PeterL1n / BackgroundMattingV2

Real-Time High-Resolution Background Matting
MIT License
6.81k stars 950 forks source link

Inaccurate operations of patch crop and replace #125

Closed Dinghow closed 3 years ago

Dinghow commented 3 years ago

Hi, Thanks for your excellent work. I find there are some wrong or inaccurate implementations in your Refiner. First, in crop_patch() function (line 207~209 in ./model/refiner.py), your code use torch.unfold twice to unfold input feature map to a series of sliding windows tensor. However, in your paper & code implementation, the idx Tuple is acquired from a errom map of [H/4, W/4] resolution, where H, W denote the original resolution.

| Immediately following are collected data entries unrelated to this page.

PR #1162, opened 2016-06-24
Owner-level CoffeeScript configuration

jcmorrow:
- Merge the owner's coffeescript config (defaults to default
   coffeescript config) with the repo level overrides.
 - Change documentation to reflect owner-level config


app/models/config/coffee_script.rb
```diff
@@ -1,9 +1,13 @@
...
   class CoffeeScript < Base
+    def merge(config)
+      content.deep_merge(config.content)
+    end
+
     private
 
     def parse(file_content)
-      Parser.json(file_content)
+      Config::Parser.json(file_content)
```
gylaz: Why is adding this namespace necessary? This code is in the `Config` namespace, so it should resolve correctly.

app/models/linter/coffee_script.rb
```diff
@@ -40,20 +39,24 @@ def erb?(file)
...
-      default_config.merge(config.content)
+    def merged_config
+      owner_config.merge(repo_config)
     end
 
-    def default_config
-      config = File.read(default_config_file)
-      Config::Parser.json(config)
+    def owner_config
+      ConfigBuilder.for(owner_hound_config, "coffee_script")
```
gylaz: Should this be `coffeescript`?

app/views/pages/configuration.haml
```diff
@@ -89,14 +89,11 @@
       %p
         Hound uses
         #{link_to "RuboCop", "https://github.com/bbatsov/rubocop", target: :blank}
-        with this
-        #{link_to "config", ruby_config_url, target: :blank}
-        by default.
+        the default RuboCopConfig.
```
gylaz: `RuboCop configuration`? Might be valuable linking that to https://github.com/bbatsov/rubocop/blob/master/config/enabled.yml

gylaz:
Looking good!

app/models/config/coffee_script.rb
jcmorrow: Huh, at one point I was getting a namespace conflict when I ran this spec by itself, but it's not happening anymore! I'll remove it.

app/views/pages/configuration.haml
jcmorrow: Good call.

thorncp:
> +100 −796

Yaaaaaasssssssss ✂️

And the input feature map to be unfolded is at size [H/2, W/2]. To get the same resolution for patch cropping, you set the unfold stride=2 to make a downsample operation. Nevertheless, the result of x.permute(0, 2, 3, 1) .unfold(1, size + 2 * padding, size) .unfold(2, size + 2 * padding, size) is not [B, H/4, W/4, C, patch_size, patch_size], but [B, (H/2-patch_size)/stride + 1, (H/2-patch_size)/stride + 1, C, patch_size, patch_size] (torch.Tensor.unfold), where H/4-3 is not equal to H/4. And the result is not influenced so much since the padding is only 3, but if the padding value is larger, the error is not negligible.

Dinghow commented 3 years ago

I don't notice the padding operation before unfold, it's my mistake.